Treasurer Joe Hockey, in a joint statement with Foreign Minister Julie Bishop, said the decision came after "extensive discussions" with China and other "key partners around the world".
The treasurer will attend a signing ceremony at the Great Hall of the People in Beijing on Monday 29 June.
"There is an estimated infrastructure financing gap of around US$8 trillion in the Asian region over the current decade," Mr Hockey said.
"The Asian Infrastructure Investment Bank [AIIB] will be part of the solution to closing this gap," he said.
The AIIB will work closely with the private sector, allowing Australian businesses to take advantage of the growth of infrastructure in the Asia-Pacific region, said Mr Hockey.
"Australia will contribute around AU$930 million as paid-in capital to the AIIB over five years and will be the sixth largest shareholder. The AIIB will have paid-in capital of US$20 (AU$25.2) billion with total authorised capital of US$100 (AU$126.2) billion," he said.

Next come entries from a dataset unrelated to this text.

PR #7432, opened 2024-03-29
Make `supportedTriples` optional in artifactbundle metadata

kateinoigakukun:
Make `supportedTriples` optional in artifactbundle metadata

### Motivation:

We don't have a good way to express a Swift SDK that can be used on any host platform except for listing up all possible platforms.

### Modifications:

This change allows `supportedTriples` field to be null or missing to express that the SDK is universally usable.
Also this fixes a minor issue around `swift experimental-sdk configuration`, that did not take care of runtime compatibility of OS version in host triples.

### Result:

SwiftPM now accepts host-platform independent Swift SDK


kateinoigakukun:
@swift-ci test

kateinoigakukun:

PR #7434, opened 2024-04-02
Delete `Examples/package-info` directory as outdated

MaxDesiatov:
This example package was created many years ago during an initial attempt of versioning SwiftPM with semver. That approach has been abandoned since then, and SwiftPM doesn't provide any stable API outside of `PackageDescription` and `PackagePlugin` modules.

This example code can mislead users of SwiftPM to believe that it can be consumed as a library with a stable API in other modules, which is currently not the case.


MaxDesiatov:
@swift-ci test

bnbarham (approved):

PR #7441, opened 2024-04-08
Fix sendability warnings in `URLSessionHTTPClient`

MaxDesiatov:
Converted `DownloadTask` and `DataTask` to value types and added more `Sendable` annotations where needed.

### DIFF
--- a/Sources/Build/BuildOperation.swift
+++ b/Sources/Build/BuildOperation.swift
@@ -12,8 +12,6 @@
 
 import Basics
 
-import Build
-
 import LLBuildManifest
 import PackageGraph
 import PackageLoading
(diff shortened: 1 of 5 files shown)


MaxDesiatov:
@swift-ci test

MaxDesiatov:
@swift-ci test

MaxDesiatov:
@swift-ci test

Sources/Build/BuildOperation.swift
```diff
@@ -12,8 +12,6 @@
 
 import Basics
 
-import Build
```
MaxDesiatov, line 15: Unrelated warning, but probably not worth a separate one-liner PR, so chucking that in here instead.

MaxDesiatov:
@swift-ci test windows

PR #7446, opened 2024-04-09
NFC: Fix `@Sendable @escaping` order, symbol name typo

MaxDesiatov:
Sticking to `@escaping @Sendable` as a preferred order of attributes.

Also fixed `dependecies` -> `dependencies` typo.


MaxDesiatov:
@swift-ci test

xedin (approved):
Thanks!

PR #7631, opened 2024-06-04
Require CMake 3.24 in `CMakeLists.txt`

MaxDesiatov:
Versions older than 3.24 don't support `GLOBAL` argument of `find_package` and this leads to obscure errors with older versions of CMake. See https://cmake.org/cmake/help/latest/release/3.24.html#commands for the detailed CMake 3.24 changelog. We should specify the required version explicitly to avoid this.

### DIFF
--- a/BuildSupport/SwiftSyntax/CMakeLists.txt
+++ b/BuildSupport/SwiftSyntax/CMakeLists.txt
@@ -1,5 +1,7 @@
 include(FetchContent)
 
+cmake_minimum_required(VERSION 3.24)
+
 find_package(SwiftSyntax CONFIG GLOBAL)
 if(NOT SwiftSyntax_FOUND)
   set(SWIFT_SYNTAX_INSTALL_TARGETS YES)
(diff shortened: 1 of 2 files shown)


MaxDesiatov:
@swift-ci test

BuildSupport/SwiftSyntax/CMakeLists.txt
```diff
@@ -1,5 +1,7 @@
 include(FetchContent)
 
+cmake_minimum_required(VERSION 3.24)
```
bnbarham, line 3: Can you move this to the top level cmake file? An alternative is to just put this top level and avoid the `GLOBAL`. I don't have strong opinions here, update-checkout grabs 3.24 so depending on it seems fine too 🤷

MaxDesiatov:
@swift-ci test

bnbarham (approved):

MaxDesiatov:
@swift-ci test windows

PR #7633, opened 2024-06-04
Fix `clang` linker driver issue in the bootstrap script

MaxDesiatov:
llbuild's `utils/adjust-times` executable can't be linked on Ubuntu Jammy with a plain `clang` invocation, which doesn't link C++ standard library. Replacing that `clang` invocation with `clang++` fixes the issue.


MaxDesiatov:
@swift-ci test

bnbarham (approved):

PR #7639, opened 2024-06-05
Pass through the toolchain to use for manifest loading

bnbarham:
Prefer the toolchain provided in the build plan rather than the default host toolchain so that the returned arguments align with the toolchain used to construct the build plan.

### DIFF
--- a/Sources/SourceKitLSPAPI/BuildDescription.swift
+++ b/Sources/SourceKitLSPAPI/BuildDescription.swift
@@ -24,6 +24,7 @@ import class Build.SwiftModuleBuildDescription
 import struct PackageGraph.ResolvedModule
 import struct PackageGraph.ModulesGraph
 import enum PackageGraph.BuildTriple
+internal import class PackageModel.UserToolchain
 
 public typealias BuildTriple = PackageGraph.BuildTriple
 
@@ -133,6 +134,7 @@ public struct BuildDescription {
                 return PluginTargetBuildDescription(
                     target: target,
                     toolsVersion: package.manifest.toolsVersion,
+                    toolchain: buildPlan.toolsBuildParameters.toolchain,
                     isPartOfRootPackage: modulesGraph.rootPackages.map(\.id).contains(package.id)
                 )
             }
--- a/Sources/SourceKitLSPAPI/PluginTargetBuildDescription.swift
+++ b/Sources/SourceKitLSPAPI/PluginTargetBuildDescription.swift
@@ -18,18 +18,20 @@ import struct PackageGraph.ResolvedModule
 
 private import class PackageLoading.ManifestLoader
 internal import struct PackageModel.ToolsVersion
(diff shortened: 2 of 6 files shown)


Sources/SourceKitLSPAPI/BuildDescription.swift
```diff
@@ -128,6 +129,7 @@ public struct BuildDescription {
                 return PluginTargetBuildDescription(
                     target: target,
                     toolsVersion: package.manifest.toolsVersion,
+                    toolchain: buildPlan.toolsBuildParameters.toolchain as? UserToolchain,
```
bnbarham, line 132: I very much dislike this, but `ManifestLoader` has a bunch of uses of members in `UserToolchain` that are not in `Toolchain`. Should we add requirements for them all?

xedin: If they make sense for Toolchain protocol, why not?

Sources/SourceKitLSPAPI/PluginTargetBuildDescription.swift
```diff
@@ -16,18 +16,20 @@ import struct PackageGraph.ResolvedModule
...
 import enum PackageGraph.BuildTriple
 
 struct PluginTargetBuildDescription: BuildTarget {
     private let target: ResolvedModule
     private let toolsVersion: ToolsVersion
+    private let toolchain: UserToolchain?
     let isPartOfRootPackage: Bool
 
-    init(target: ResolvedModule, toolsVersion: ToolsVersion, isPartOfRootPackage: Bool) {
+    init(target: ResolvedModule, toolsVersion: ToolsVersion, toolchain: UserToolchain?, isPartOfRootPackage: Bool) {
```
xedin, line 28: How about we pass `BuildParameters` here which should allow us make `toolchain` field non-Optional, we can assign it this way in the initializer:

```swift
self.toolchain = if let toolchain = buildParameters.toolchain as? UserToolchain {
  toolchain
} else {
  UserToolchain(swiftSDK: .hostSwiftSDK()))
}
```

Sources/SourceKitLSPAPI/BuildDescription.swift
xedin: There is a FIXME right on top of UserToolchain, might be the time to make it right...

Sources/SourceKitLSPAPI/PluginTargetBuildDescription.swift
bnbarham: Ended up adding a static method to get the arguments and then adding `swiftPMLibrariesLocation` to `Toolchain`, which then gets rid of this optional problem entirely.

bnbarham:
@swift-ci please test

MaxDesiatov (approved):

xedin (approved):

PR #7645, opened 2024-06-07
fix: bundlePath of ClangTarget to using C99ExtendedIdentifier

NakaokaRei:
### Motivation:

When attempting to access a ClangTarget resource bundle from Objective-C’s `SWIFTPM_MODULE_BUNDLE` where the package or target name contains “-”, a crash occurred.

For instance, in the following `Package.swift`, the generated bundle resource is named `SampleObjc-Package_SampleObjc-Target.bundle`, but `SWIFTPM_MODULE_BUNDLE` tries to access `SampleObjc_Package_SampleObjc_Target.bundle`.
```
import PackageDescription

let package = Package(
    name: "SampleObjc-Package",
    products: [
        .library(
            name: "SampleObjc-Target",
            targets: ["SampleObjc-Target"]),
    ],
    targets: [
        .target(
            name: "SampleObjc-Target",
            path: "Sources/SampleObjc",
            resources: [
                .process("Resources")
            ]
        )
    ]
)
```

This means that createResourcesBundle uses `target.bundlePath` for the filename, which is originally generated from the `potentialBundleName` below.:
```
let potentialBundleName = self.manifest.displayName + "_" + potentialModule.name
```

Therefore, when accessing a resource bundle with “-” in the package or target name, the access string uses `c99Name` (where “-” is replaced with “_”), but the actual generated resource bundle name does not replace “-”, leading to a mismatch and crash.

### Modifications:

Hence, this PR changes the resource bundle name (bundlePath) to use `c99Name`.

### Result:

After this change, the resource bundle names will use C99-compliant identifiers, ensuring consistency between the generated bundle resource name and the name accessed via `SWIFTPM_MODULE_BUNDLE`. This will prevent crashes when accessing resource bundles with package or target names that contain hyphens (”-”).

### DIFF
--- a/Sources/Build/BuildDescription/ClangTargetBuildDescription.swift
+++ b/Sources/Build/BuildDescription/ClangTargetBuildDescription.swift
@@ -57,8 +57,11 @@ public final class ClangTargetBuildDescription {
             return .none
         }
 
-        let bundleName = target.underlying.c99name
-        return self.buildParameters.bundlePath(named: bundleName)
+        if let bundleName = target.underlying.potentialBundleName?.spm_mangledToC99ExtendedIdentifier() {
+           return self.buildParameters.bundlePath(named: bundleName)
+       } else {
+           return .none
+       }
     }
 
     /// The modulemap file for this target, if any.
--- a/Sources/Build/BuildDescription/ClangTargetBuildDescription.swift
+++ b/Sources/Build/BuildDescription/ClangTargetBuildDescription.swift
@@ -58,10 +58,10 @@ public final class ClangTargetBuildDescription {
         }
 
         if let bundleName = target.underlying.potentialBundleName?.spm_mangledToC99ExtendedIdentifier() {
-           return self.buildParameters.bundlePath(named: bundleName)
-       } else {
-           return .none
-       }
+            return self.buildParameters.bundlePath(named: bundleName)
+        } else {
+            return .none
+        }
     }
 
     /// The modulemap file for this target, if any.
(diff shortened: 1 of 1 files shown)


MaxDesiatov (changes requested):
Would you mind adding a test that ensures this behavior doesn't regress? Thanks!

MaxDesiatov:
@NakaokaRei to elaborate, you can follow https://github.com/apple/swift-package-manager/blob/main/Tests/BuildTests/BuildPlanTests.swift. Construct a mock package manifest and generate a build plan for it, checking that correct options and paths are generated in the build plan.

NakaokaRei:
@MaxDesiatov 
Thanks for the information about adding unit test. However, I  just realized this bug only happens in Xcode. I created a this repository to reproduce this bug.
https://github.com/NakaokaRei/Objc-Resources-Package

In this repo, I created simple objective-c target named "Objc-Resources-Package" having resources. And in the case of running test at Xcode or using `xcodebuild` command, this bug will be reproduced. Bud in the case of running test using `swift test` command, even though objective-c target having "-" in name, the test will be successful.

I guess this is because of the difference of generated `resource_bundle_accessor.m` between Xcode and Swift Package Manager. So I am thinking the bug should be fixed at Xcode side instead of this pr. What do you think ??

MaxDesiatov:
If the bug is not reproducible on CLI with either of SwiftPM subcommands like `swift build` or `swift test`, then this PR should be closed. Xcode is a closed-source project and its development is not tracked in the SwiftPM repository.

NakaokaRei:
Okay. I close this PR. And submitted feed back assistant about Xcode.

PR #7646, opened 2024-06-07
[Build/PackageGraph]  Sink fallback logic for macro/plugin/test products and packages identification into `ModulesGraph`

xedin:
This is a temporary fix until we can figure out a proper way to
handle situations were all we get is a name of a product or a
target.

### Motivation:

Callers or `ModulesGraph.{product, target}(for:destination:)` cannot always know the right `destination` to use at the moment because i.e. for test products and targets its contextual. We need a proper fix for this at the level or BuildSystem but for now sinking the logic down into `ModulesGraph` is the safest option.

### Modifications:

- `ModulesGraph.{product, target}(for:destination:)` can handle fallback if product/target turn out to be a macro, a plugin or a test.

### Result:

`--target` and `--product` options should work correctly regardless of underlying product/target kind.

Resolves: rdar://129400066

### DIFF
--- a/Sources/Commands/Utilities/PluginDelegate.swift
+++ b/Sources/Commands/Utilities/PluginDelegate.swift
@@ -389,8 +389,19 @@ final class PluginDelegate: PluginInvocationDelegate {
             throw StringError("could not find a target named “\(targetName)”")
         }
 
+        // FIXME: This is currently necessary because `target(for:destination:)` can
+        // produce a module that is targeting host when `targetName`` corresponds to
+        // a macro, plugin, or a test. Ideally we'd ask a build system for a`BuildSubset`
+        // and get the destination from there but there are other places that need
+        // refactoring in that way as well.
+        let buildParameters = if target.buildTriple == .tools {
+                try swiftCommandState.toolsBuildParameters
+            } else {
+                try swiftCommandState.productsBuildParameters
+            }
+
         // Build the target, if needed.
-        try buildSystem.build(subset: .target(target.name))
+        try buildSystem.build(subset: .target(target.name, for: buildParameters.destination))
 
         // Configure the symbol graph extractor.
         var symbolGraphExtractor = try SymbolGraphExtract(
@@ -419,7 +430,7 @@ final class PluginDelegate: PluginInvocationDelegate {
         guard let package = packageGraph.package(for: target) else {
             throw StringError("could not determine the package for target “\(target.name)”")
         }
-        let outputDir = try buildSystem.buildPlan.toolsBuildParameters.dataPath.appending(
+        let outputDir = try buildParameters.dataPath.appending(
             components: "extracted-symbols",
             package.identity.description,
             target.name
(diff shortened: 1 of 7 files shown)


xedin:
@swift-ci please test

Sources/Commands/Utilities/PluginDelegate.swift
```diff
@@ -389,8 +389,19 @@ final class PluginDelegate: PluginInvocationDelegate {
             throw StringError("could not find a target named “\(targetName)”")
         }
 
+        // FIXME: This is currently necessary because `target(for:destination:)` can
+        // produce a module that is targeting host when `targetName`` corresponds to
+        // a macro, plugin, or a test. Ideally we'd ask a build system for a`BuildSubset`
+        // and get the destination from there but there are other places that need
+        // refactoring in that way as well.
+        let buildParameters = if target.buildTriple == .tools {
```
xedin, line 397: @rauhul FYI, I also fixed problem in symbol graph creation.

rauhul: Thank you!

rauhul: Feel free to close #7629 when this merges!

xedin: Will do!

xedin:
@swift-ci please test

xedin:

MaxDesiatov (commented):
IIUC this can be covered in `BuildPlanTests`, or in `SwiftCommandStateTests` otherwise?

xedin:
Yeah, I need to figure out where to put the tests for this…

xedin:
@MaxDesiatov I added tests to cross-compilation suite and build operation. While doing that I had an idea:

1. Change `BuildSubset` to use an optional for `destination` parameter and default that to `.none`
2. Switch `destination` parameter of `ModulesGraph.{product, target}(for:destination:)` to use optional as well which is also defaulted to `.none`.
3. This might make "check .destination first and fallback to .tools" better scoped - only applicable when a specific destination is not requested and lets all of the commands use the graph without guessing the destination when its not clear.

WDYT?

xedin:
@swift-ci please test

MaxDesiatov (approved):

MaxDesiatov:
> @MaxDesiatov I added tests to cross-compilation suite and build operation. While doing that I had an idea:
> 
> 1. Change `BuildSubset` to use an optional for `destination` parameter and default that to `.none`
> 2. Switch `destination` parameter of `ModulesGraph.{product, target}(for:destination:)` to use optional as well which is also defaulted to `.none`.
> 3. This might make "check .destination first and fallback to .tools" better scoped - only applicable when a specific destination is not requested and lets all of the commands use the graph without guessing the destination when its not clear.
> 
> WDYT?

SGTM

MaxDesiatov:
@xedin would you be able to confirm that this issue is fixed in this PR? rdar://129400066

xedin:
@MaxDesiatov Indeed it does!

xedin:
🤦 forgot to stage `private` -> `internal` change last night for `computeLLBuildName`...

xedin:
@swift-ci please test

xedin:
@MaxDesiatov I'll follow-up with optional `destination:` changes.

PR #7647, opened 2024-06-07
[Tests] Don't use invalid module to satisfy `canImport` check

cachemeifyoucan:
Stop using a fake invalid module to satisfy `canImport` check for testing as swift compiler will start to evaluate such checks to false in the future.

Instead, using a valid swift interfacefile to satisify the external module import dependency.

### Motivation:

In order for change in https://github.com/apple/swift/pull/74199 to land, update swiftpm tests to stop using invalid swiftmodule.


cachemeifyoucan:
@swift-ci please test

bnbarham (approved):

PR #7650, opened 2024-06-10
[Build/PackageGraph] Switch `BuildSubset.{product, target}` and `Modu…

xedin:
…lesGraph.{product, target}(...)` to use optional destination

This is mostly an NFC change. It makes more sense to default `destination` to "undefined" when applicable because it's not always possible to know intended destination based on user input.

### Motivation:

This kind of design makes more sense for internal APIs, instead of having users to pass `.destination` even though it might not be always correct.

### Modifications:

- `BuildSubset.{product, target}` and `ModulesGraph.{product, target}(...)` accept an optional `destination` that is defaulted to `.none`

### Result:

Easier to understand and use APIs to request a build subset and product and module references from the modules graph.

### DIFF
--- a/Sources/Build/BuildOperation.swift
+++ b/Sources/Build/BuildOperation.swift
@@ -526,9 +526,15 @@ public final class BuildOperation: PackageStructureDelegate, SPMBuildCore.BuildS
             // FIXME: This is super unfortunate that we might need to load the package graph.
             let graph = try getPackageGraph()
 
+            let buildTriple: BuildTriple? = if let destination {
+                destination == .host ? .tools : .destination
+            } else {
+                nil
+            }
+
             let product = graph.product(
                 for: productName,
-                destination: destination == .host ? .tools : .destination
+                destination: buildTriple
             )
 
             guard let product else {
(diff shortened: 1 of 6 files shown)


xedin:
@swift-ci please test

Sources/Build/BuildOperation.swift
```diff
@@ -526,9 +526,15 @@ public final class BuildOperation: PackageStructureDelegate, SPMBuildCore.BuildS
             // FIXME: This is super unfortunate that we might need to load the package graph.
             let graph = try getPackageGraph()
 
+            let buildTriple: BuildTriple? = if let destination {
+                    destination == .host ? .tools : .destination
```
MaxDesiatov, line 530: Is this how `swiftformat` actually indents it? 😦

MaxDesiatov (approved):
LGTM modulo `if` expression formatting

Sources/Build/BuildOperation.swift
xedin: Looks like I might have ran the wrong one again...

xedin: Fixed, thanks!

xedin:
@swift-ci please test

xedin:

PR #7649, opened 2024-06-10
SwiftPackageIndex dependency update

finestructure:
Draft PR for discussion. We're currently being held back from pulling in Vapor and NIO updates due to tighter dependency clauses on swift-collections, swift-system, and swift-certificates in SwiftPM.

We need to depend on SwiftPM in order to use the package collection signing module. We do this by depending on `revision: "swift-5.10.1-RELEASE"` in the SwiftPackageIndex server project.

This change cherry-picks 1c626233f51e66af2e08f3a6d0939504a0fe476a which opens up swift-collections and changes the dependency clauses do to the same for swift-system and swift-certificates.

Industry Super Australia (ISA), whose industry fund members dedicate between 10 and 15 per cent of their portfolios to infrastructure, was quick to welcome the announcement.
ISA chairman Peter Collins said the decision would be a "huge fillip" for Australian expertise in funds management, engineering, construction, architecture and legal services.
"The activities of the AIIB will not only provide new opportunities to deploy capital but also export the funds’ know-how in connecting pension savings to bankable projects," Mr Collins said.
"The resources of the Asian Infrastructure Investment Bank will increase scope for pension and sovereign wealth funds to invest in long term, productive assets in the region," he said.
"Australia, like Asia, is dealing with the challenges of a shrinking workforce and an ageing population. To meet this challenge it is vital we better match the long term investment horizon of retirement savings to strengthen our economic capital base, while simultaneously producing superior risk-adjusted performance returns on retirement savings. It’s a win-win," Mr Collins said.